TSRI Faculty Interests

Computational Biology

Balch, William E. 
is interested in the biochemical and molecular basis for vesicular trafficking from the endoplasmic reticulum to the cell surface, particularly in the structures, functions, and mechanisms of control exerted by small GTP-binding proteins.

Beutler, Bruce  
searches for genes that are required for normal immune function through germline mutagenesis and positional cloning.

Ding, Sheng  
is applying arrayed large-scale chemical, cDNA, and siRNA libraries and novel high throughput cellular screens to identify and characterize small molecules and genes that can control stem cell fate in various embryonic and adult stem cell systems and modulate specific signaling pathways in development and regeneration.

Edelman, Gerald  
examines several areas related to nervous system development and neural function, including cell-cell interactions during embyronic development, the role of cell adhesion molecules in neural plasticity, the molecular genetics of connectional defects in the nervous system, and transcriptional regulation and translational control in eukaryotic cells.

Getzoff, Elizabeth  
aims to characterize functionally important protein conformational states by coupling crystallography, spectroscopy, molecular biology and computational analyses, and to apply that knowledge to protein and inhibitor design for key biological processes, including photoactivity, electron transfer, and enzyme catalysis.

Nemazee, David  
studies "receptor editing," a novel immunological tolerance mechanism in which developing B lymphocytes that carry autoreactive cell surface antibody are stimulated to "reprogram" their immunoglobulin genes by further rounds of DNA recombination.

Noodleman, Louis  
uses quantum chemistry and protein electrostatics to investigate the electronic structures and active site mechanisms of redox metalloproteins, such as respiratory iron-sulfur proteins, the nitrogen fixing nitrogenase enzyme, and the iron-oxo dimer enzymes methane monooxygenase and ribonucleotide reductase.

Schork, Nicholas  
focuses on the development and implementation of analysis methods for understanding the genetic determinants of complex human traits and diseases such as cancer, neuropsychiatric disease, and cardiovascular disease.

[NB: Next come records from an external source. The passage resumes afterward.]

PR #401, opened 2026-08-06
docs: drop removed multilingual field from book.toml

chrysh:
mdbook 0.5 rejects the field; serve refused to start.

Assisted-by: Claude:claude-fable-5


leongross (approved):
lgtm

These methods focus on both the design, integration, and interpretation of studies making use of contemporary high throughput genomic technologies.

Stevens, Raymond  
uses crystallography and biochemistry to probe the structure and function of molecules involved in neurotransmission and neurochemistry, seeking to understand how neuronal cells communicate at the molecular level and to create new molecules that affect neuronal signal transduction and recognition.

Stout, C. David 
determines crystal structures of a variety of biological macromolecules, primarily integral membrane associated enzymes and proton pumps, cytochrome P450s, and iron-sulfur enzymes, and including HIV protease mutants, self-assembling peptides, and RNA-protein complexes, in order to understand structure-function relationships and establish mechanism.

Tainer, John  
develops and applies advanced tools for high-impact structural biology including combined x-ray scattering in solution and x-ray crystallography on complexes at his synchrotron beamline to bridge from complexes and conformations to pathways and phenotypes by characterizing macromolecular machines, novel inhibitors, and the molecular basis for diseases and intervention strategies.

Wilson, Ian  
has broad structural biology and structural genomics programs to determine thee-dimensional structure and biological function in a number of systems related to humoral, cellular and innate immunity, human disease, drug and vaccine design, influenza virus, HIV-1 , the expanding protein universe and metagenomics.

Winzeler, Elizabeth  
develops new genome analysis technologies and applies them to study agents of infectious disease, such as the malaria parasite Plasmodium falciparum; her goal is to use genome sequence information, microarrays, and proteomics as a substitute for traditional forward and reverse genetic approaches for elucidation of gene function.